Now, some may be bothered by my use of the lower case “g” in god. There is a reason for this, and it becomes clear as we swiftly move into “act two.” In act two, the account that looks at certain aspects of the broad brushstrokes of act one, there is a shift from god to the LORD God (YHWH God from here on in the blog; YHWH = The LORD). This shift is huge as YHWH was the personal, covenant name of the God of the Bible. In other words, while act one makes some startling claims, act two becomes even more alarming as the Hebrew people learn it is their covenant God – YHWH God – who made everything.
And now, for literary purposes, I will get a bit Jewish on you. In act one god is mentioned 35 times. This may sound insignificant, but numbers were very important to Jewish people (they are for us too – but in terms of $$$). Jewish people (and other ancient cultures) were often more interested in the “weight” of a number rather than the number’s “measure”. In other words, certain numbers were significant, because of their weight, and at times this was the focus rather than the actual numeric value we view as important (and let us not forget that numbers “weigh” for us too – e.g., 13, or 9/11).
The number seven was one of their numbers for completion; using god 35 times in act one is a complete number multiplied (7 * 5). There are other phrases and words in act one which have numeric weight to them, but alas, we will move on. The point here is what happens when we shift to act two. In act two, YHWH God is used 20 times (10 is another number of completion in Jewish thinking). Interestingly, the generic word for god appears in act two as well. However, it only occurs four times (yes, a number for completion…often attached to the earth; e.g., think of four directions)…but what is astounding is where these four occurrences are in act two.
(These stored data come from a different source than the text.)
PR #804, opened 2021-12-17
Support local android builds for libgav1

vigneshvg:
When building libavif for android using the NDK, the underlying
AV1 codec can be built for multiple architectures with specific
optimizations. It is useful to build them as it is sometimes
necessary to generate a fat APK (an APK that contains the library
for multiple architectures).

Upate the CMake file to include an architecture sub-directory while
finding libgav1. Also add a shell script that will clone and build
libgav1 using the andoroid NDK for the architectures supported on
Android by default.


joedrago:
I haven't actually read the change here yet, but just as a note, there is no requirement to build any of the AV1 libraries locally to this library. ideally you would just build libgav1 for the Android system as a shared library using whatever optimizations you want, and then simply let libavif use the system shared library.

If you do not remember from reading it, they all occur in Genes 3:1-5. These are the verses where the serpent comes to Eve (and Adam) and asks, “Did God actually say, ‘You shall not eat of any tree in the garden’?” (Gen3:1). Make no mistake about it, this is huge. The serpent, already introduced as crafty, does not give the God of the Bible His full due. The words of the narrative (story) shift in his mouth from YHWH God to god. In other words, from the personal, covenant God to a distant, non-caring god…
Even more shocking, Eve reciprocates and does not correct the serpent. Eve says, “We may eat of the fruit of the trees in the garden, but God said…” Note, she did not say “‘YHWH God’ said.” This reality is not some minor bit of trivia…this is huge.
How huge it is we will look at a bit more next time. Yet you can be thinking of misrepresentations of the God of the Bible in the meantime. Until then (hopefully tomorrow), try reading out loud – or better yet have someone read to you – act two and see what you notice around the time the serpent enters the picture.
While there is major difficulty in act two…it is not all downhill from here. After all, this is God’s Story.
[i] Christian tradition holds that Moses wrote the first five books of the Bible, which would place them sometime after the departure from Egypt (the exodus). This is a significant point as a) we should not read Genesis as a “reporting on the go” type of document like the news of our day...or like a scientific explanation of the world, and b) it points strongly to Genesis being a “polemic” (a verbal attack on something) on the worldview the Hebrew people had been living among for over 400 years.